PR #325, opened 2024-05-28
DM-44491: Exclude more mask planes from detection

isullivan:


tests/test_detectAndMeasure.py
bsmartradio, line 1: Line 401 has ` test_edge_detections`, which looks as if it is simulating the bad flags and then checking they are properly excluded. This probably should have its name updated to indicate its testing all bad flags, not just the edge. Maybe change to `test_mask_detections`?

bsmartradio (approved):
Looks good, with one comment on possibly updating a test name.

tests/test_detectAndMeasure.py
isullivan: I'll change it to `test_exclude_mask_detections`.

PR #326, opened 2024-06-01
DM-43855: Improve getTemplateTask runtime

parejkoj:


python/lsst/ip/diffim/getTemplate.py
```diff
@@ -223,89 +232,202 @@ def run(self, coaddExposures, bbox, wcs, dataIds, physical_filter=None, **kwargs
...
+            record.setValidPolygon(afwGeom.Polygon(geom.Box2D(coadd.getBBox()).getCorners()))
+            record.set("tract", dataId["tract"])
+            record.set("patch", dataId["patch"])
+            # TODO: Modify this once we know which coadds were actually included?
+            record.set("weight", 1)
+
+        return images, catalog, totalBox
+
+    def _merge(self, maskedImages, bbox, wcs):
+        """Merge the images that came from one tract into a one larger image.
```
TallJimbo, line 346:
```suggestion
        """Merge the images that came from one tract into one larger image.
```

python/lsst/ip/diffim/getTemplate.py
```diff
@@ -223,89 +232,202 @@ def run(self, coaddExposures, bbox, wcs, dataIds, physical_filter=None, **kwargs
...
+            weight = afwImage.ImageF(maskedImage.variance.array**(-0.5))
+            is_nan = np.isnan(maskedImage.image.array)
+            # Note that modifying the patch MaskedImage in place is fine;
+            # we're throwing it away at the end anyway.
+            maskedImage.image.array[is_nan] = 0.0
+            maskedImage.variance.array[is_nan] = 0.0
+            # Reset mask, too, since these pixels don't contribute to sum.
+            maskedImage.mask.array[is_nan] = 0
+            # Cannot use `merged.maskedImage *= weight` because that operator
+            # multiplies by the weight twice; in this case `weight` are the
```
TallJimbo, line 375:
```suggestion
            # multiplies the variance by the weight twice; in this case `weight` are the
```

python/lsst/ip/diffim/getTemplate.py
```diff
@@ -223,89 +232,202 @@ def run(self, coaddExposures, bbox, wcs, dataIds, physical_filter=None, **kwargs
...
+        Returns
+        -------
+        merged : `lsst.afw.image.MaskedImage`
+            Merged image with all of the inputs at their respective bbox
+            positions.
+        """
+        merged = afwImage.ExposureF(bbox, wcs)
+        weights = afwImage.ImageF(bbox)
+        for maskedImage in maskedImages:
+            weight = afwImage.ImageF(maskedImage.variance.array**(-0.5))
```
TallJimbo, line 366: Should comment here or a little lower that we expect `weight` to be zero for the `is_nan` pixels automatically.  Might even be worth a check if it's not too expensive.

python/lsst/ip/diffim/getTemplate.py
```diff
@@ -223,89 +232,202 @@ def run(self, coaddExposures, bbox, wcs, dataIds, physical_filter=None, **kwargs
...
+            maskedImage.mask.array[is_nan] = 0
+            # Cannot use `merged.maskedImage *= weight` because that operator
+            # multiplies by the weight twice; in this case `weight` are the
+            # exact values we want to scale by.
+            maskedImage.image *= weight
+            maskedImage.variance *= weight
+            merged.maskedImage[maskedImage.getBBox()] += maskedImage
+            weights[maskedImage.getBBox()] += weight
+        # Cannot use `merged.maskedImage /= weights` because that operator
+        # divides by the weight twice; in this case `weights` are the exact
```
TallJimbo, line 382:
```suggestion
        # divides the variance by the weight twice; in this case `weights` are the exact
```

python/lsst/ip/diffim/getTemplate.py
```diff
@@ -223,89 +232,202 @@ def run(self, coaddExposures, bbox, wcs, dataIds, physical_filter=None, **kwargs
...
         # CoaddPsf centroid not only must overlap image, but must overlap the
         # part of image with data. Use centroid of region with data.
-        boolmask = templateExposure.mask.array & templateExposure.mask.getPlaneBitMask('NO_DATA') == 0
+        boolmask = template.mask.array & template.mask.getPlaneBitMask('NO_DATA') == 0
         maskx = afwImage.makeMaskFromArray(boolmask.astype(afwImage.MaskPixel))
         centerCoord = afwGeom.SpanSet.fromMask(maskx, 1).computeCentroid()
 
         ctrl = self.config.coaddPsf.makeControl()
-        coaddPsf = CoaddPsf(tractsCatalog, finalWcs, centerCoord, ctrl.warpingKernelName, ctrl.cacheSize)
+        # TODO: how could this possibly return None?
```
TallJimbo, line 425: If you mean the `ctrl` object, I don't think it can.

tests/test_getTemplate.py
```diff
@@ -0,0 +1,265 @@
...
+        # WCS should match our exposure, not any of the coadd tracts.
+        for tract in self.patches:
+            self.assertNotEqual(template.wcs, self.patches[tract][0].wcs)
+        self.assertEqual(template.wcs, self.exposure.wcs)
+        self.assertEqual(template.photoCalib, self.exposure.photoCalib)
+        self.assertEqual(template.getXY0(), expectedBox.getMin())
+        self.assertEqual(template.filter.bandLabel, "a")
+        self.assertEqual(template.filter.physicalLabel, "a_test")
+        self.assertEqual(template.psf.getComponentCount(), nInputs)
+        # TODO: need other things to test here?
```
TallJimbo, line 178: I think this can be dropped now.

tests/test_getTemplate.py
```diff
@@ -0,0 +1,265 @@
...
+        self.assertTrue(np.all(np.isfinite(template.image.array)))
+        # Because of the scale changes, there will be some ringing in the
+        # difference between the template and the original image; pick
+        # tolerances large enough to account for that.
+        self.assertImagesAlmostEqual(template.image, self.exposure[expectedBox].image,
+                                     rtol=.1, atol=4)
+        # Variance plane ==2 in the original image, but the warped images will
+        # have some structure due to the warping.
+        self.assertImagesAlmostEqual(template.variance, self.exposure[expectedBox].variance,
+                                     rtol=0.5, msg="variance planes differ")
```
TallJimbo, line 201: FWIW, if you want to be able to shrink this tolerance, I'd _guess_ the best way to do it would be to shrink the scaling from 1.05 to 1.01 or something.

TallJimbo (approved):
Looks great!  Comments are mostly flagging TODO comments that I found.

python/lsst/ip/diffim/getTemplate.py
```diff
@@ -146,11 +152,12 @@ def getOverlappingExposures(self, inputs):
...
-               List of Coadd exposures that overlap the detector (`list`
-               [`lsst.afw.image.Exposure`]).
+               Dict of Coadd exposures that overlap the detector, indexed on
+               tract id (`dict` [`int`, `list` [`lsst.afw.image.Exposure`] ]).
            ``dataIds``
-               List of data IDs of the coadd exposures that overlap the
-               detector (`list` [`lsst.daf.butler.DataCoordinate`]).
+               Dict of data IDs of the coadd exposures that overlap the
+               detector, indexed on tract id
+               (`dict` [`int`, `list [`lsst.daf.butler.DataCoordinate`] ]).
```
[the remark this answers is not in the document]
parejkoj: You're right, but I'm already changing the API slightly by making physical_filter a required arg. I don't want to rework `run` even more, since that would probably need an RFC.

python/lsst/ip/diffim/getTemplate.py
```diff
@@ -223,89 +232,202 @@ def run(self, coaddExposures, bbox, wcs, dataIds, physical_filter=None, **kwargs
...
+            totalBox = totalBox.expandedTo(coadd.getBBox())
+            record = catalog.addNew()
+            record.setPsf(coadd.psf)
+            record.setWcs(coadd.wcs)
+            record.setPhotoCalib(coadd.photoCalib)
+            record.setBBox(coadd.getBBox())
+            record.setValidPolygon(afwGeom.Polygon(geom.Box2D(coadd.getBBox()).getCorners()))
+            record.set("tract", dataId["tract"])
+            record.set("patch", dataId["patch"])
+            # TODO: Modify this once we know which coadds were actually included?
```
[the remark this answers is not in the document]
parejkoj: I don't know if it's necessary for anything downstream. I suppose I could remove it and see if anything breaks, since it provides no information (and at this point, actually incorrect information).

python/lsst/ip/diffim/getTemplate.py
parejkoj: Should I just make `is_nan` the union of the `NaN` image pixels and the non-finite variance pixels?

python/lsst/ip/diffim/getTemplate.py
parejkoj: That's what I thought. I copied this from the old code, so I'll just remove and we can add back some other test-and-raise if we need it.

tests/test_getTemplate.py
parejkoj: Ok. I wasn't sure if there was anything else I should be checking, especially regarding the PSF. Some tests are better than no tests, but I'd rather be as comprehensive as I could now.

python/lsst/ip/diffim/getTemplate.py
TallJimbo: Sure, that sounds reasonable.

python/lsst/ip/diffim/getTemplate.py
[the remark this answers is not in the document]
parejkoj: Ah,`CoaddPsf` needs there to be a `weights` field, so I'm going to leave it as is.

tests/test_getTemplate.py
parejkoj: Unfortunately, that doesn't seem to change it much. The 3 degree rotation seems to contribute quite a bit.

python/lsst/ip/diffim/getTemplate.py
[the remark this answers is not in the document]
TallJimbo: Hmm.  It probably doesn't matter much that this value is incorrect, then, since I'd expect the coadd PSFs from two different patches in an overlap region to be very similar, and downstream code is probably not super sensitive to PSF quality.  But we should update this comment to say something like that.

+ + + +

Aim of the task – Lines holding the string "other" in the records: how many are there? Give only the number.

Solution – 2